Since the downturn, the crypto market has seen its largest three-day sell-off in nearly a year, losing over $500 billion in market value. According to CoinGlass data, this bloodbath wiped out more than $1 billion in leveraged positions within the last 24 hours, including $365 million in Bitcoin and $348 million in Ether.

Khushboo Khullar of Lightning Ventures, speaking to Bloomberg, argued that the crypto sell-off is part of a broader liquidity panic as traders rush to cover margin calls. Khullar views this as a temporary sell-off, presenting a potential buying opportunity.

Josh Gilbert, an eToro market analyst, supports Khullar’s perspective, suggesting that the expected Federal Reserve rate cuts could benefit crypto assets. “Crypto assets have sold off, but many investors will see an opportunity. We see Federal Reserve rate cuts, which are now likely to come sharper than expected, as hugely positive for crypto assets,” Gilbert told Coindesk.

Despite the recent volatility, crypto continues to make strides toward mainstream acceptance. Notably, Morgan Stanley will allow its advisors to offer Bitcoin ETFs starting Wednesday. This follows more than half a year after the introduction of the first Bitcoin ETF. The investment bank will enable over 15,000 of its financial advisors to sell BlackRock’s IBIT and Fidelity’s FBTC. This move is seen as a significant step toward the “mainstreamization” of crypto, given the lengthy regulatory and company processes in major investment banks.

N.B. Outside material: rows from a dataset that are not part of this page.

Issue #1903, opened 2026-02-10
Lore Stealth level: Stones duplicated in two tilemap layers


manuq:
### Description

The same stones are duplicated in 2 tilemap layers:

https://github.com/user-attachments/assets/b268de0b-b7a8-4aa4-94e7-2586520be08e

At first glance, it looks like it would be enough to remove the "Stones Level 3" layer entirely. But this has to be confirmed first, by carefully comparing the tiles in the two layers.

### XP Summary (total 375)
| Subdomain | Skill | XP |
| - | - | - |
| Engineering: Gameplay & Systems Programming   | Problem Solving | 150 |
| Engineering: Gameplay & Systems Programming   | Creativity & Design Thinking | 75 |
| Engineering: Gameplay & Systems Programming   | Technical Literacy | 150 |

### Checklist

- [x] I've reviewed and agree to follow the code of conduct

Issue #1417, opened 2025-10-23
Weird light occlusion in stealth level


wjt:
### Description

Something weird is going on with the light here in `res://scenes/quests/lore_quests/quest_001/3_stealth_level/stealth_level.tscn`:

<img width="448" height="272" alt="Image" src="https://github.com/user-attachments/assets/400f7b25-e319-4243-821b-fc1e53a0c5cf" />

On the left-hand side of the cliff it's being blocked by something. If I had to guess, I would guess that there is another tile on a lower level of the tilemap that is blocking the light. Or is it the bush? I have to say: I don't actually know how the light occlusion works!

### XP Summary (total 375)
| Subdomain | Skill | XP |
| - | - | - |
| Engineering: Gameplay & Systems Programming   | Problem Solving | 150 |
| Engineering: Gameplay & Systems Programming   | Creativity & Design Thinking | 75 |
| Engineering: Gameplay & Systems Programming   | Technical Literacy | 150 |

### Checklist

- [x] I've reviewed and agree to follow the code of conduct

Issue #1940, opened 2026-02-18
Migrate scenes to new elevation


manuq:
Follow up of https://github.com/endlessm/threadbare/issues/1613

Once the task above is done we'll need to manually migrate all scenes using `tiles/elevation.tres/` to the new `tiles/elevation_2.tres` and maybe also add decorations (mines) on top.

The list of scenes referencing the tileset to replace is (`git grep -l dfp36ffpanjq2`):

- [ ] scenes/game_elements/characters/components/gym_area_test.tscn
- [ ] scenes/game_elements/characters/enemies/mothsache/Mothsache_test_scene.tscn
- [x] scenes/game_elements/props/area_filler/components/area_filler_test.tscn
- [ ] scenes/game_elements/props/void/components/void_chromakey_test.tscn
- [x] scenes/quests/lore_quests/quest_000/5_void_runner/tutorial_void_runner.tscn
- [x] scenes/quests/lore_quests/quest_001/1_music_puzzle/music_puzzle.tscn
- [x] scenes/quests/lore_quests/quest_001/2_ink_combat/ink_combat_round_1.tscn
- [ ] scenes/quests/lore_quests/quest_001/2_ink_combat/ink_combat_round_2.tscn
- [ ] scenes/quests/lore_quests/quest_001/2_ink_combat/ink_combat_round_3.tscn
- [x] scenes/quests/lore_quests/quest_001/3_stealth_level/stealth_level.tscn
- [x] scenes/quests/lore_quests/quest_002/1_void_runner/void_runner.tscn
- [ ] scenes/quests/lore_quests/quest_002/2_grappling_hook/grappling_hook_needles.tscn
- [ ] scenes/quests/lore_quests/quest_002/2_grappling_hook/grappling_hook_powerup.tscn
- [x] scenes/quests/lore_quests/quest_003/1_stealth_sequence_combo/stealth_sequence_combo.tscn
- [ ] scenes/quests/lore_quests/quest_003/2_ink_drinker_levels/ink_combat_round_4.tscn
- [ ] scenes/quests/lore_quests/quest_003/2_ink_drinker_levels/ink_combat_round_5.tscn
- [ ] scenes/quests/lore_quests/quest_003/2_ink_drinker_levels/ink_combat_round_6.tscn
- [ ] scenes/quests/story_quests/el_juguete_perdido/1_stealth/stealth.tscn
- [ ] scenes/quests/story_quests/el_juguete_perdido/2_combat/combat.tscn
[...]

PR #1953, opened 2026-02-19
Lore quest 1 Stealth: Use new elevations

manuq:
For this to work occlussion rendering needs to be disabled in the "Stones" layer below the player and guards. Just as physics is disabled for the same tilemap layer.

Also remove layer Stones Level 2 which had repeated tiles from Stones Level 1.

Also remove Stones Cover layer. This fixes occluding the light from the first guard.

Helps https://github.com/endlessm/threadbare/issues/1940
Fixes https://github.com/endlessm/threadbare/issues/1903
Fixes https://github.com/endlessm/threadbare/issues/1417


manuq:
I migrated the Stealth level because of it's complexity, wanting to test if the new elevations could handle it. It wasn't that hard.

The recent crypto market downturn highlights its volatility and the broader economic concerns affecting all risk assets. While some analysts see the current situation as a temporary sell-off and a buying opportunity, others caution against the speculative nature of crypto. As the market evolves, its role as a mainstream alternative asset continues to grow, marked by increasing institutional acceptance and new investment opportunities.